CSV module for Python

News

29 July 2003 - CSV module included in Python 2.3

The CSV module has been included as a standard module in Python 2.3 or later. The module API was improved during the merge process.

20 November 2002 - csv-1.0 released

No problems were reported with the 1.0pre1 release. This release makes the pre-release module official.

8 November 2002 - csv-1.0pre1 released

The most important change for this release is that the basic quote handling has been modified to exactly match the observed behaviour of Excel. A comprehensive test suite has been added to test this observed behaviour.

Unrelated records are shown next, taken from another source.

PR #840, opened 2025-07-28
feat(color): DLT-2594 shell design tokens

jcarter-dp:
# feat(color): DLT-2594 shell design tokens

## :hammer_and_wrench: Type Of Change

- [x] Feature

## :book: Jira Ticket

https://dialpad.atlassian.net/browse/DLT-2594

## :book: Description

Creating the `shell` design tokens and handful of themes, e.g. Sunflower, Plum, High Desert, etc. 

## :pencil: Checklist

For all PRs:

- [x] I have ensured no private Dialpad links or info are in the code or pull request description (Dialtone is a public repo!).
- [x] I have reviewed my changes.
- [ ] I have added all relevant documentation.
- [x] I have considered the performance impact of my change.

## :crystal_ball: Next Steps

- Test shell tokens in the beacon prototype
- Apply to Figma Components (i.e. top bar / left bar in App Components)
- Update CSS for (e.g. "Leftbar" Recipes, Unread Pill, etc.)
- Update Presence CSS, including updating Presence within Leftbar rows w/ shell override.

## :camera: Screenshots / GIFs

Samples...

### Light
https://github.com/user-attachments/assets/0d58d916-c7d1-4a23-ab16-7c77cdbc9d04

### Dark
https://github.com/user-attachments/assets/6fdf9bd9-9ce7-40d1-80b7-8d909a858225

PR #867, opened 2025-08-12
feat(themes): DLT-2702  shell design tokens

juliodialpad:
# Generate new themes

Obligatory GIF

- [ ] Fix
- [x] Feature
- [ ] Performance Improvement
- [ ] Refactor

## :book: Jira Ticket

https://dialpad.atlassian.net/browse/DLT-2702

## :book: Description

- Added a script to automatically generate themes based on `tokens/themes` directories this way if we add or remove themes from Figma they'll be automatically synced 🪄
- Removed manually created themes and added a .gitignore file to ignore every file under `themes` except of `config.js` and `debug.js` this way we don't ship a lot of duplicated files that can be generated on the fly.
- Renamed `ceruleo-default` theme to `ceruleo-light`.
- Updated `build-ios` script to copy all generated themes.
- Updated `vite.config.js` to automatically find `*.js` entries under `postcss` and `themes` directories.

## :bulb: Context

After #840 we need to verify that all the new added themes are being exported correctly

## :pencil: Checklist

For all PRs:


apps/dialtone-documentation/docs/.vuepress/baseComponents/tokens/constants.js
```diff
@@ -14,11 +14,19 @@ export const BRANDS = [
   { value: 'tmo', label: 'T-Mobile' },
   { value: 'expressive', label: 'Expressive' },
   { value: 'expressive-sm', label: 'Expressive Small' },
```
francisrupert: Remove `expressive`, or at least comment out for now.

juliodialpad: Just from the docs? or completely remove the output in the tokens?

francisrupert: From doc site for now.

jcarter-dp:
@francisrupert  Should the shell tokens be placed as a different category like "themes" instead of "components"? I would think shell tokens are kind of its own category cause its specific purpose is theming.

jcarter-dp:
Could we change the name here so that theme is mode and brand is theme?
Screenshot 2025-08-19 at 1 24 00 PM

jcarter-dp:
@juliodialpad There is a large list of shell tokens missing. I notice we have only action, presence and mention shell tokens. But I'm not seeing the other tokens like base, foreground, surface and border shell tokens in there.

jcarter-dp:
> @juliodialpad There is a large list of shell tokens missing. I notice we have only action, presence and mention shell tokens. But I'm not seeing the other tokens like base, foreground, surface and border shell tokens in there.

Nevermind, the tokens are in there..I just see that they aren't listed in the tokens page here:

juliodialpad:
> @juliodialpad There is a large list of shell tokens missing. I notice we have only action, presence and mention shell tokens. But I'm not seeing the other tokens like base, foreground, surface and border shell tokens in there.

I hid those intentionally on that table, let me know if you want all of them to be displayed there.

braddialpad (commented):
This seems like a significant breaking change right? should be merged to next? or do we want to increment a major version for this?

francisrupert:
> This seems like a significant breaking change right? should be merged to next? or do we want to increment a major version for this?

Technically I don't think it is breaking. The current `var(--dt-theme...)` tokens remain available for backwards-compatibility, and the key addition is introducing new tokens with a namespace of `var(--dt-shell...)` which was https://github.com/dialpad/dialtone/pull/840.

Those `var(--dt-theme...)` CSS Variables in DT Components/Recipes will next be updated by @jcarter-dp to the `var(--dt-shell...)` ones in a follow-up PR; and another for in-product use (i.e. https://github.com/search?q=repo%3Adialpad%2Ffirespotter+dt-theme-&type=code). After that, all `var(--dt-theme...)` tokens would be removed.

That's at least the perspective of @jcarter-dp and I, and I'll let @juliodialpad verify if the changes he listed in the Description (e.g. "Added a script to automatically generate themes...") isn't breaking.

braddialpad:
> Technically I don't think it is breaking. The current `var(--dt-theme...)` tokens remain available for backwards-compatibility, and the key addition is introducing new tokens with a namespace of `var(--dt-shell...)` which was

Ah okay, my mistake, thought we were removing the old --dt-theme tokens

braddialpad (approved):
Looks good

juliodialpad:
> That's at least the perspective of @jcarter-dp and I, and I'll let @juliodialpad verify if the changes he listed in the Description (e.g. "Added a script to automatically generate themes...") isn't breaking.

It's not a breaking change, it generates the same themes as before and adds the new ones automatically.

juliodialpad:
I'll do this in another PR, had to change a lot of things to keep this naming consistent across the code and not only displaying that, also I'm trying to enable theme switching on the docsite.

> Could we change the name here so that theme is mode and brand is theme? Screenshot 2025-08-19 at 1 24 00 PM

PR #868, opened 2025-08-12
fix(emoji): NO-JIRA replace internal input value when adding custom emojis

bianca-artola-dialpad:
# fix(emoji): NO-JIRA replace internal input value when adding custom emojis

Obligatory GIF

- [x] Fix

## :book: Jira Ticket
No jira

## :book: Description
On the product side we need to update internally the input to :custom_emoji: instead of url


braddialpad:
Can we get the custom emoji storybook example working again? @iropolo could you please help bianca with this.

Screenshot 2025-08-12 at 1 22 24 PM

braddialpad (changes requested):
custom emoji correctly display if I add them via the picker, but if I type in the shortname they do not display in the input, and also do not display in the suggestions.

Screenshot 2025-08-12 at 1 25 52 PM

Screenshot 2025-08-12 at 1 27 04 PM

iropolo:
@braddialpad Custom emoji on suggestion list wasn't a previous behavior and it is not contemplated at this stage. Not sure how it will be done for now since it is a new feature.

You can test the message_input with :baby_yoda: :blinkingguy: and :awkward_seal:, the component will catch the string inside `:` and find if there is an emoji to show. (Like how it was done before)

@bianca-artola-dialpad please check if the PR looks good.

braddialpad:
> You can test the message_input with :baby_yoda: :blinkingguy: and :awkward_seal:, the component will catch the string inside `:` and find if there is an emoji to show. (Like how it was done before)

Yep works now thanks, really nice change!

> @braddialpad Custom emoji on suggestion list wasn't a previous behaviour and it is not contemplated at this stage. Not sure how it will be done for now since it is a new feature.

Feels kind of incomplete without this doesn't it? It seems pretty simple to do, just needed to use `import { emojisIndexed } from '@dialpad/dialtone-emojis';` instead of referencing `emojisIndexed` directly.

I pushed a change to add this, let me know if that's okay.

bianca-artola-dialpad:
Just tested, and I don't see any issue with these new changes
Screenshot 2025-08-13 at 4 26 38 PM
Screenshot 2025-08-13 at 4 25 28 PM

Great improvement having it on the shortcut list, thanks! 👏🏽  
I will retest this with [this PR](https://github.com/dialpad/firespotter/pull/58321) once we have it but we should be good

braddialpad:
Just added some sorting logic as well, since custom emojis were always showing above native emojis.

packages/dialtone-vue2/common/custom-emoji.json
```diff
@@ -4,20 +4,32 @@
     "content_type": "image/gif",
     "date_added": 1730918926288,
     "image": "https://storage.googleapis.com/uv-beta_custom_emojis/5646620347596800/blinkingguy",
-    "name": "blinkingguy"
+    "name": "blinkingguy",
+    "unicode_output": "3a-62-6c-69-6e-6b-69-6e-67-67-75-79-3a",
```
braddialpad, line 8: @iropolo what is this unicode_output? is it just some random identifier?

braddialpad (commented):
We should port this to vue 3 before merging.

packages/dialtone-vue2/common/custom-emoji.json
iropolo: I guess, this comes from `stringToCodePoints` on product side implementation 
cc. @bianca-artola-dialpad

braddialpad: I don't think it means anything valuable since a custom emoji doesn't have a unicode character. Is it possible to remove or does that break everything?

iropolo: We used it in `packages/dialtone-vue2/components/rich_text_editor/extensions/emoji/emoji.js` to render it.
Seems like is rich text editor stuff needed. Not sure how needed it is.

iropolo:
> 
> Feels kind of incomplete without this doesn't it? It seems pretty simple to do, just needed to use `import { emojisIndexed } from '@dialpad/dialtone-emojis';` instead of referencing `emojisIndexed` directly.
> 
> I pushed a change to add this, let me know if that's okay.

Looks good for Dialtone, not sure how it will work for product side on how they will provide the list or searching.

iropolo:
> We should port this to vue 3 before merging.

okay should be quick I will add it after this PR approval to avoid continue doing changes, and we will merge it all together.

packages/dialtone-vue2/common/custom-emoji.json
braddialpad: Alright guessing it is used as a key/identifier then. The only problem is that for any custom emojis that are added on the product side they will also need this to have this, do we know if they have it?

braddialpad:
> Looks good for Dialtone, not sure how it will work for product side on how they will provide the list or searching.

Should work fine as long as the custom emoji list they provide has the same properties.

packages/dialtone-vue2/common/custom-emoji.json
iropolo: Seems like they generated it here based on the `name` `ubervoice/static/js/utils/custom_emoji_util.js` ([pr](https://github.com/dialpad/firespotter/pull/58321/files))

I used it to get the needed unicode_output

image

bianca-artola-dialpad: yeah anyway each name should be unique... I think I can get ride of this stringToCodePoints function if u agree

bianca-artola-dialpad:
> > Looks good for Dialtone, not sure how it will work for product side on how they will provide the list or searching.
> 
> Should work fine as long as the custom emoji list they provide has the same properties.

yeap we don't have extra logic on product side to render the emoji suggestion so it _should_ work good

packages/dialtone-vue2/common/custom-emoji.json
iropolo: I guess we are okay with this implementation

iropolo:
Working on vue3 version

bianca-artola-dialpad:
Just tested this one with the generated version and it works okay on product side!


https://github.com/user-attachments/assets/3502ce0f-c19b-4171-bbd8-3b2661c5891b

thanks

braddialpad:
> Just tested this one with the generated version and it works okay on product side!
> 
>  Screen.Recording.2025-08-14.at.1.28.37.PM.mov 
> thanks

nice! looks like we are good to go then

braddialpad (approved):

iropolo (approved):

PR #871, opened 2025-08-13
docs(toggle): DLT-2623 fix vue 3 toggle variants

braddialpad:
Simple fix for vue 3 toggle variants in storybook. They were still using checked when they should have been using model-value.

Documentation fix only


juliodialpad (approved):
Looks good, thanks!

PR #873, opened 2025-08-18
feat(message-input): DLT-2714 add scroll-bottom-reached event on input

bianca-artola-dialpad:
# feat(message-input): DLT-2714 add scroll-bottom-reached event on input

Obligatory GIF

- [ ] Fix
- [x] Feature
- [ ] Performance Improvement
- [ ] Refactor

## :book: Jira Ticket
https://dialpad.atlassian.net/browse/DLT-2714

## :book: Description

This pull request adds the ability to notify when they have scrolled to the bottom of the emoji picker in the message input.

## :bulb: Context

When using the message input component on the Firespotter side, some use cases require the emoji picker provided by Dialtone (which doesn't include a Giphy picker). In these situations, we need to know when a user has reached the end of the custom emoji list so we can continue fetching more emojis.

The scroll-bottom-reached event will only be emitted on the picker for cases where it is handled separately from the input.

### DIFF
--- a/packages/dialtone-vue2/recipes/conversation_view/message_input/message_input.stories.js
+++ b/packages/dialtone-vue2/recipes/conversation_view/message_input/message_input.stories.js
@@ -191,7 +191,7 @@ export const argTypesData = {
     },
   },
 
-  onScrollBottomReached: {
+  onEmojiScrollBottomReached: {
     table: {
       disable: true,
     },
@@ -243,7 +243,7 @@ export const argsData = {
   onNoticeClose: action('notice-close'),
   onSkinTone: action('skin-tone'),
   onCancel: action('cancel'),
-  onScrollBottomReached: action('scroll-bottom-reached'),
+  onEmojiScrollBottomReached: action('emoji-scroll-bottom-reached'),
 };
 
 // Story Collection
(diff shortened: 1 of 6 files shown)


bianca-artola-dialpad:
Unrelated to this PR, but I noticed that the _scroll_bottom_reached_ event is also triggered when custom emojis aren't present. Was this intentional? Maybe for a future improvement, we could adjust it to only fire when custom emojis are visible. Any thoughts @iropolo?

packages/dialtone-vue2/recipes/conversation_view/message_input/message_input.stories.js
```diff
@@ -190,6 +190,12 @@ export const argTypesData = {
       disable: true,
     },
   },
+
+  onScrollBottomReached: {
```
braddialpad: We should change the name of this to relate to emoji in some way, `onEmojiScrollBottomReached` since it's possible for the message input itself to be scrollable as well.

bianca-artola-dialpad: sure done

braddialpad (approved):

PR #875, opened 2025-08-19
fix(combobox-multi-select): NO-JIRA prevent losing focus on input

ninamarina:
# fix(combobox-multi-select): NO-JIRA prevent losing focus on input

- [x] Fix

## :book: Jira Ticket
Related to [DP-153208]

## :book: Description
This fixes the bug described in [this thread](https://dialpad.com/app/messages/agxzfnViZXItdm9pY2VyGAsSC1RleHRNZXNzYWdlGICAt7jvpesLDA).
The problem was that the listener was attached to the `keyup` event and moving the cursor / deleting a character happens on `keydown`. That's why when deleting the last character also the chip was focused and the input no longer on focus.

While working on this component I found other issues like:
- When hitting enter an element is created even if it's not part of the list and I am not sure that is intended, will investigate this
- In Vue 2, when selecting part of the text, a chip is created. This is due to the emitted event named `@select` being the same as the native event `select` that is fired when selecting text in the input. This is low priority since it doesn't happen in Vue 3.

## :pencil: Checklist

For all PRs:

For all Vue changes:

### Before
multiselect-bef

### Now
multiselect-now

[DP-153208]: https://dialpad.atlassian.net/browse/DP-153208?atlOrigin=eyJpIjoiNWRkNTljNzYxNjVmNDY3MDlhMDU5Y2ZhYzA5YTRkZjUiLCJwIjoiZ2l0aHViLWNvbS1KU1cifQ

### DIFF
--- a/packages/dialtone-vue2/components/chip/chip.test.js
+++ b/packages/dialtone-vue2/components/chip/chip.test.js
@@ -147,7 +147,7 @@ describe('DtChip Tests', () => {
 
     describe('When delete is pressed on a chip', () => {
       it('should emit close event', async () => {
-        await chip.trigger('keyup', { code: 'DELETE' });
+        await chip.trigger('keydown', { code: 'DELETE' });
 
         expect('close' in wrapper.emitted()).toBeTruthy();
       });
--- a/packages/dialtone-vue2/components/chip/chip.vue
+++ b/packages/dialtone-vue2/components/chip/chip.vue
@@ -164,6 +164,14 @@ export default {
      * @type {KeyboardEvent}
      */
     'keyup',
+
+    /**
+     * Native chip key down event
+     *
+     * @event keydown
+     * @type {KeyboardEvent}
+     */
+    'keydown',
   ],
 
   data () {
@@ -181,12 +189,16 @@ export default {
           if (this.interactive) this.$emit('click', event);
         },
 
-        keyup: event => {
+        keydown: event => {
           if (event.code?.toLowerCase() === 'delete') {
             this.onClose();
           } else {
-            this.$emit('keyup', event);
+            this.$emit('keydown', event);
           }
+        },
+
+        keyup: event => {
+          this.$emit('keyup', event);
         },
       };
     },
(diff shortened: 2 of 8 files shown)


braddialpad:
> While working on this component I found other issues like:

>When hitting enter an element is created even if it's not part of the list and I am not sure that is intended, will investigate this

This is actually just logic in the storybook for the purposes of example `combobox_multi_select_default.story.vue`. In actual usage the consumer decides what they want to do upon "select"

> In Vue 2, when selecting part of the text, a chip is created. This is due to the emitted event named @select being the same as the native event select that is fired when selecting text in the input. This is low priority since it doesn't happen in Vue 3.

good find... that's a pretty terrible bug. surprised it hasn't been discovered sooner

braddialpad (approved):
thanks!

ninamarina:
> > While working on this component I found other issues like:
> 
> > When hitting enter an element is created even if it's not part of the list and I am not sure that is intended, will investigate this
> 
> This is actually just logic in the storybook for the purposes of example `combobox_multi_select_default.story.vue`. In actual usage the consumer decides what they want to do upon "select"

I've investigated this. In our storybook it doesn't work as expected because `combobox.vue` doesn't emit the `select` event if nothing is highlighted in the list:

```
onEnterKey () {
      if (this.loading || this.emptyList) return;

      if (this.highlightIndex >= 0) {
        this.$emit('select', this.highlightIndex);

        if (this.clickOnSelect) {
          this.activeItemEl?.click();
        }
      }
    },
```

But there's a bug in which sometimes `this.highlightIndex` is not correctly updated, that's why it accidentally works sometimes in storybook Vue 2. In Vue 3, upon `enter` it deletes the entered text.

I was worried that the consumer was taking advantage of the bug, but they are correctly hooking into the `keyup.enter` event directly, that's why for them it works as expected: https://github.com/gluru/js-core/blob/bb1a18f03325cde353678d59535d37128009f1ff/services/dx-console/frontend/src/components/base-combobox/BaseCombobox.vue#L13C9-L13C21

maysamkf (approved):

braddialpad:
> But there's a bug in which sometimes `this.highlightIndex` is not correctly updated, that's why it accidentally works sometimes in storybook Vue 2. In Vue 3, upon `enter` it deletes the entered text.

Interesting.. we should fix this one.

PR #915, opened 2025-09-12
refactor(emoji-picker): DLT-2776 new prop showAddEmojiButton

iropolo:
# DLT-2776 new prop showAddEmojiButton

- [ ] Fix
- [ ] Feature
- [ ] Performance Improvement
- [x] Refactor

## :book: Jira Ticket

https://dialpad.atlassian.net/browse/DLT-2776

## :book: Description

We update add-emoji button logic with a new prop `showAddEmojiButton`. Product can use this prop with the experiment `hasCustomEmojiExperiment` to still handle this behavior.

## :bulb: Context

Previously we show this button if there is some custom emoji to show.
But if there is no custom emoji, how the user will add one? 🤪

This was probably some old flag that we use to hide this feature.
But now we need to update it!

### DIFF
--- a/packages/dialtone-vue2/components/emoji_picker/emoji_picker.stories.js
+++ b/packages/dialtone-vue2/components/emoji_picker/emoji_picker.stories.js
@@ -65,6 +65,7 @@ export const argsData = {
   customEmojis,
   skinTone: 'Default',
   showPopover: false,
+  showAddEmojiButton: true,
 };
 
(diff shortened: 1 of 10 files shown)


braddialpad (approved):
great thanks!

bianca-artola-dialpad (approved):
thank you 🙏🏽 
I will update it on firespotter side

PR #937, opened 2025-09-26
fix: DLT-2784 wiz warnings

juliodialpad:
# Fix Wiz dependencies warnings

Obligatory GIF

- [x] Fix

## :book: Jira Ticket

https://dialpad.atlassian.net/browse/DLT-2784

## :book: Description

- Updated dependency versions to the recommended ones on Wiz
- Removed dependencies that we're no longer needed

⚠️ I tried to test as much scenarios as possible and fixed them... But as many dependencies were updated and We're overriding some of them with version that might not be fully compatible, I'll suggest you test it thoroughly and keep an eye on this PR in case you need to rollback. ⚠️

## :bulb: Context

- Wiz raised warnings about dependencies with vulnerabilities.
- Many of those dependencies are dependencies or peerDependencies of old packages that we can't update, is hard or we missed some things to update (like storybook, stylelint, eslint)

## :pencil: Checklist

For all PRs:


iropolo (approved):
We need to be very careful about this update on following triage.
It could bring some hidden unwanted changes.

But at least we will have updated dependencies, it is always a good choice!

braddialpad (approved):
Don't really like the overrides, but guessing there is no other way.

ninarepetto (approved):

If the module does not conform to Excel behaviour we consider this to be a bug.

The pre designation on the release is due to the slight change in quote handling.

Detailed changes in this release are:

  1. Moved to standard BSD template license.
  2. Now using distutils to create source distribution.
  3. Parser's handling of unusual quoting styles was found to be at odds with Excel. In particular, Excel only treats the quote character as special if it appears as the first character in a field, whereas our parser honoured them anywhere. We now produce the same result as Excel - quotes within a field appear in the output.
  4. Introduced Parser.quote_char attribute to replace the hard coded " (double quote). You can now disable quoting by setting quote_char to 0 or None.
  5. Introduced Parser.escape_char attribute which is used to escape special characters when quote_char is specified is disabled.
  6. Introduced Parser.strict attribute which controls whether the parser will raise an exception on malformed fields rather than attempting to guess the right behavior.
  7. Introduced a suite of unit tests.
6 November 2001 - csv-0.5 released

This is a bugfix release.

The changes in this release are:

  1. Fixed bug in memory allocation of internal parser buffer - thanks to John Machin for pointing this out.
  2. Fixed compile warning on Solaris - thanks to Adam Goucher for reporting this.
12 July 2001 - csv-0.4 (John Machin release) released

This is a bugfix release. The changes in this release are:

  1. Exception raising was leaking the error message. Thanks to John Machin for fixing this.
  2. When a parsing exception is raised during parse(), the parser will automatically call clear() discard accumulated fields and state the next time you call parse().

    The old behaviour can be restored either by passing zero as the auto_clear constructor keyword argument, or by setting the auto_clear parser attribute to zero.

    As well as raising an exception, a parsing error will also set the readonly parser attribute had_parse_error to 1. This is reset next time you call parse() or clear().

    Thanks again to John Machin for suggesting this.

  3. An obscure parsing bug has been fixed.

    The old behaviour:

    >>> p.parse('12,12,1",')
    ['12', '12', '1",']
    >>>

    The new behaviour:

    >>> p.parse('12,12,1",')
    >>> p.parse('12,12,1",')
    ['12', '12', '1"', '']
    >>>

    I am still of two minds about whether I should raise an exception when I encounter text like that...

17 June 2001 - csv-0.3 released
Module updated to use distutils - should now be easy to build for other platforms.
28 January 2001 - csv-0.2 released

With all of this CSV parsing discussion, I received a couple of requests for enhancements to my fast CSV module. The enhancements are:

  • Parser object now has the field_sep attribute. This is the character which is used to delimit fields in records.

    I found (and reported) a bug in the Python PyMember_Set() function while adding this feature.

  • Parser object now has the join() method which combines the elements in a sequence and returns a CSV record in a string.